Retain all your calculations, measurements, and links to information sources so that you can include them all in your lab report next week.
Part 3: Design, build and test a larger capacitor
Now you’re ready to create your own capacitor design, hopefully with a capacitance much greater than that achieved using the simple design described above.
Strategies to consider:
- Increase the area of the plates?
- Try a thinner dielectric material?
- Use a dielectric with a different permittivity?
- Stack more plates together?
- Roll your capacitor into tightly rolled cylinder?
- Create more than one capacitor and combine them in parallel?
Research online to get some more ideas.
Part 4: Write a lab report about the capacitor you built
An example lab report is now available in the Content section of the EEPP2 Brightspace module. The example report is for a different, but closely related, experiment. When you’re ready to write your report, you can use the example report as a template for writing your own account on this experiment. In the meantime, please retain or collect all of the following items:
- Photographs of everything you built, ideally including steps during the build process.

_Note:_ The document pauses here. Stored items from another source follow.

PR #236, opened 2022-04-11
[cli] Add flags to change exit codes on plan command

### LINKED ISSUE #224: Nomad-pack plan has an exit code of 1
Successful nomad-pack plan returns an exit code of 1. This issue was discovered when using a CI/CD pipeline within GitHub actions, although a `continue-on-error: true` prevents the pipeline from failing it is not a viable long term solution.

```
❯ nomadpack plan . -f ./nomad_vars.hcl
Job: "mark"
Task Group: "app" (1 create/destroy update, 1 in-place update)
  Task: "server"

» Scheduler dry-run:
Plan succeeded

root in template_nomad_repo/packs/hello_world on  init 🏎💨  v1.1.5default took 2s
❯ echo $?
1
```

angrycub:
**Description**
Provide CLI flags to allow end users to specify the exit codes for the `plan` command.

Closes #224

**Reminders**

### DIFF
--- a/internal/cli/plan.go
+++ b/internal/cli/plan.go
@@ -11,11 +11,18 @@ import (
 
 type PlanCommand struct {
 	*baseCommand
-	packConfig *cache.PackConfig
-	jobConfig  *job.CLIConfig
+	packConfig        *cache.PackConfig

- Screenshots of anything you measured using the capacitance meter (i.e. the Serial Monitor window displaying the measurement).
- Any calculations you carried out. If the calculations were carried out on paper, then retain the written calculations. If the calculations were carried out in MATLAB / Octave, then grab a screenshot or save it to an M-file so that you can refer back to it.
- The sources of any information you obtained online – e.g. material permittivity, thickness of paper / cling film, etc.